Later on, as several civilizations flourished throughout Africa, cotton became a more commonly used fabric.  The explorer Ibn Battuta does mention the presence of weavers in the Mali empire, and in Timbuktu, in the 1300s.  As Islam was introduced in West Africa, many began wearing today’s version of the boubou.
Kente cloth
Kente cloth

Today, one can find a full tradition of textile flourishing throughout Africa.  The Bogolan or ‘mud cloth’ is  hand-woven fabric hailing from Mali.  Kente cloth, is Ghana’s national fabric, with the most expensive ones made with golden threads for kings only (in the olden days).  It is said that the British explorers were amazed by the beauty of the Ashanti king’s attire.  Cameroon has a long history of cloth made from the bark of trees, with some fabric particularly made from the obom.  Fibers from the raffia are still commonly used to make bags, and clothing.  Moreover, in West Cameroon, Kings are dressed with finely woven clothing made by the best weavers of the kingdom embellished with beads.  The Pygmies use bark cloth made from tropical fig trees, while people from Chad and the Central African Republic weave cotton strips on horizontal looms; they use a variety of natural dyes.

Ndebele woman
Ndebele woman

The Kuba people of the Democratic Republic of Congo, use raffia and make some of the most beautiful hand-woven blankets, clothing, and sculptures.  The Ndebele of South Africa and Zimbabwe have a rich tradition of gorgeous colorful quilts and blankets entirely hand-made.  Many would envy the elegance, color, and presentation of well-dressed Ndebele women.
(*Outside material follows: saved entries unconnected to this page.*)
Issue #3288, opened 2026-02-06
[ci] Re-enable `gfx950-dcgpu` test machines for rocm-libraries and TheRock when enough capacity is back


geomin12:
Currently, we only have 8 `gfx950-dcgpu` test runners, causing a major queue times. For TheRock, `gfx950-dcgpu` test runners are necessary for multi-arch and release workflows.

We will still get signal from post submit and CI nightly gfx950-dcgpu runners, but to remediate queue times, we will turn off gfx950-dcgpu for rocm-libraries

This issue is to re-enable for rocm-libraries once we get enough capacity

geomin12:
Seeing times up to ~ 30h. We are disabling for multi-arch CI

archana-ramalingam:
The tensilelite test component (PR #5529) has 200 gfx950 GPU subtile tests skipped in PR CI due to the gfx950-dcgpu runner exclusion.
These subtile tests are part of customer delivery and must be tracked directly under `rocm-libraries`. 
Prioritizing gfx950-dcgpu runner re-enablement would unblock this coverage. 
Is there a timeline for this? We need to know when gfx950-dcgpu runners will be more widely available.

PR #3542, opened 2026-02-20
[ci] Disabling gfx950-dcgpu for multi-arch tests

geomin12:
Due to large queue times for gfx950-dcgpu, we are excluding gfx950 for multi arch tests. Tagged issue #3288

Here's a cancelled run of gfx950 and gfx94X running properly during a normal CI run: https://github.com/ROCm/TheRock/actions/runs/22237123949 (check CI step summary)

Here's a cancelled run of gfx950 and gfx94X running and gfx950 being ignored properly during multi-arch CI run:
https://github.com/ROCm/TheRock/actions/runs/22237181472 (check CI step summary)

Adding skip-ci label as build is unrelated and no need to waste resources

### DIFF
--- a/.github/workflows/multi_arch_ci_linux.yml
+++ b/.github/workflows/multi_arch_ci_linux.yml
@@ -78,7 +78,7 @@ jobs:
         # TODO(TheRock#3288): Re-enable gfx950-dcgpu runners once we get more capacity
         exclude:
           - family_info:
-            amdgpu_family: gfx950-dcgpu
+              amdgpu_family: gfx950-dcgpu
 
     uses: ./.github/workflows/test_artifacts.yml
     with:


.github/workflows/multi_arch_ci_linux.yml
```diff
@@ -75,6 +75,11 @@ jobs:
       fail-fast: false
       matrix:
         family_info: ${{ fromJSON(inputs.matrix_per_family_json) }}
+        # TODO(TheRock#3288): Re-enable gfx950-dcgpu runners once we get more capacity
+        exclude:
+          - family_info:
+              amdgpu_family: gfx950-dcgpu
```
marbre:
```suggestion
          - family_info:
            amdgpu_family: gfx950-dcgpu
```
?

geomin12: oops you are right:
https://docs.github.com/en/actions/how-tos/write-workflows/choose-what-workflows-do/run-job-variations#excluding-matrix-configurations

geomin12: ah as this is nested field under family_info, this is needed

Tried here: https://github.com/ROCm/TheRock/actions/runs/22237423099 with commit: https://github.com/ROCm/TheRock/commit/73ffa0ce752d188ebc1d74c24ecbcaabdb5b043c and got error `Error when evaluating 'strategy' for job 'test_artifacts_per_family'. ROCm/TheRock/.github/workflows/multi_arch_ci_linux.yml@73ffa0ce752d188ebc1d74c24ecbcaabdb5b043c (Line: 81, Col: 13): Matrix exclude key 'amdgpu_family' does not match any key within the matrix`

However here: https://github.com/ROCm/TheRock/actions/runs/22237582449 with commit: https://github.com/ROCm/TheRock/commit/636fcce084431b90e3fa350c25135d0d6e37417d, worked fine! 

I'll keep as is as it works in tests

amd-justchen: Thanks copilot!

---
It **does** need to be indented (more than `family_info:`), because `amdgpu_family` is a field **inside** the `family_info` mapping.

This is correct:

```yaml
exclude:
  - family_info:
      amdgpu_family: gfx950-dcgpu
```

If you wrote it like this (same indent as `family_info:`), it would be wrong because it makes `amdgpu_family` a *sibling* key of `family_info`, not nested within it:

```yaml
exclude:
  - family_info:
    amdgpu_family: gfx950-dcgpu   # wrong
```

Rule of thumb: anything “contained under” `family_info:` must be indented further than `family_info:`.

PR #3543, opened 2026-02-20
Make sure patchelf/install_name_tool is available

marbre:
patchelf or rather install_name_tool is not only required for `THEROCK_BUNDLE_SYSDEPS=ON` but also for building rocGDB with sysdeps disabled.

### DIFF
--- a/CMakeLists.txt
+++ b/CMakeLists.txt
@@ -342,7 +342,6 @@ if(THEROCK_BUNDLE_SYSDEPS OR THEROCK_ENABLE_ROCGDB)
     if(NOT PATCHELF)
       message(FATAL_ERROR "Building with THEROCK_BUNDLE_SYSDEPS=ON or THEROCK_ENABLE_ROCGDB=ON on Linux requires `patchelf`")
     endif()
-    message(FATAL_ERROR "!/!")
   elseif(CMAKE_SYSTEM_NAME STREQUAL "Darwin")
     # macOS uses install_name_tool (from Xcode) instead of patchelf
     find_program(INSTALL_NAME_TOOL install_name_tool)


CMakeLists.txt
```diff
@@ -330,6 +330,28 @@ if(CMAKE_CXX_VISIBILITY_PRESET)
...
+# install_name_tool on macOS to set RPATH.
+################################################################################
+
+if(THEROCK_BUNDLE_SYSDEPS OR THEROCK_ENABLE_ROCGDB)
+  if(CMAKE_SYSTEM_NAME STREQUAL "Linux")
+    find_program(PATCHELF patchelf)
+    if(NOT PATCHELF)
+      message(FATAL_ERROR "Building with THEROCK_BUNDLE_SYSDEPS=ON or THEROCK_ENABLE_ROCGDB=ON on Linux requires `patchelf`")
+    endif()
+    message(FATAL_ERROR "!/!")
```
ScottTodd: Stray debug log?
https://github.com/ROCm/TheRock/actions/runs/22241260424/job/64345172580?pr=3543#step:9:98

```
-- Disabled features:
--   * IREE_COMPILER (-DTHEROCK_ENABLE_IREE_COMPILER=OFF)
--   * FUSILLI_PLUGIN (-DTHEROCK_ENABLE_FUSILLI_PLUGIN=OFF)
CMake Error at CMakeLists.txt:345 (message):
  !/!


-- Configured AMDGPU Targets:
--   * gfx942 : MI300A/MI300X CDNA
--   * Dist bundle: gfx94X-dcgpu
-- Configuring incomplete, errors occurred!
```

CMakeLists.txt
```diff
@@ -330,6 +330,28 @@ if(CMAKE_CXX_VISIBILITY_PRESET)
...
+  elseif(CMAKE_SYSTEM_NAME STREQUAL "Darwin")
+    # macOS uses install_name_tool (from Xcode) instead of patchelf
+    find_program(INSTALL_NAME_TOOL install_name_tool)
+    if(NOT INSTALL_NAME_TOOL)
+      message(FATAL_ERROR "Building with THEROCK_BUNDLE_SYSDEPS=ON or THEROCK_ENABLE_ROCGDB=ON on macOS requires `install_name_tool` (install Xcode Command Line Tools)")
```
lumachad, line 349: No ROCgdb on macOS, so I think we can remove that.

CMakeLists.txt
```diff
@@ -330,6 +330,28 @@ if(CMAKE_CXX_VISIBILITY_PRESET)
   list(APPEND DEFAULT_CMAKE_ARGS ${CMAKE_CXX_VISIBILITY_PRESET})
 endif()
 
+################################################################################
+# patchelf / install_name_tool
+# Building with bundled sysdep or rocGDB requires patchelf on Linux and
+# install_name_tool on macOS to set RPATH.
+################################################################################
+
+if(THEROCK_BUNDLE_SYSDEPS OR THEROCK_ENABLE_ROCGDB)
```
lumachad, line 339: Grepping our submodules, I did spot rocm-systems/projects/rocprofiler-compute/CMakeLists.txt seemingly trying to install patchelf through pip:

rocm-systems/projects/rocprofiler-compute/CMakeLists.txt:            execute_process(COMMAND \${VENV_PYTHON} -m pip install patchelf==0.17.2.4 RESULT_VARIABLE PATCHELF_INSTALL_RESULT)

Maybe it should also use PATCHELF? And it would be an argument in favor of unconditionally having PATCHELF, and not restricting it to BUNDLE_SYSDEPS and ROCGDB.

CMakeLists.txt
marbre: Indeed. That shouldn't go in here. Thanks for the catch.

CMakeLists.txt
marbre: The patch just shuffles around the code that went in with commit dc7a8ec. Even though there might no macOS support yet there is general ennoblement work for macOS support so I would like to keep it here.

CMakeLists.txt
marbre: rocprofiler and its deps are a different thing... I think this needs separate issues. For now we only use the system provided patchelf in for rocgdb and bundled sysdeps. I agree that we may want to further rework this but this will need more work in rocprofiler first or rather I need to take a closer look to rocprofiler. How about to do so in a follow up?

CMakeLists.txt
lumachad: That's fine by me.

CMakeLists.txt
lumachad: Agreed with your assessment. This can be done in a separate PR with the involvement of the profiler folks.

lumachad (approved):
LGTM.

So why are the New York Times and the BBC trying to falsify history?
Even VLISCO patterns are not Europeans, as they are inspired by Africans, and made to address the needs of the African population.  Yes, Africans wear have worn VLISCO textiles and many Nana Benz have prospered from it, but that doesn’t mean that they do not have their own rich tradition of textile.   Africans have their textile industry which dates back millennia, and has probably inspired many in the world.  So today as you wear a wax hollandais, remember that there are Kente cloth, Bogolan, and many other beautiful garments made by local artists well-deserving of praise.
I am leaving you with a documentary video on Kente cloth weaving.  Enjoy!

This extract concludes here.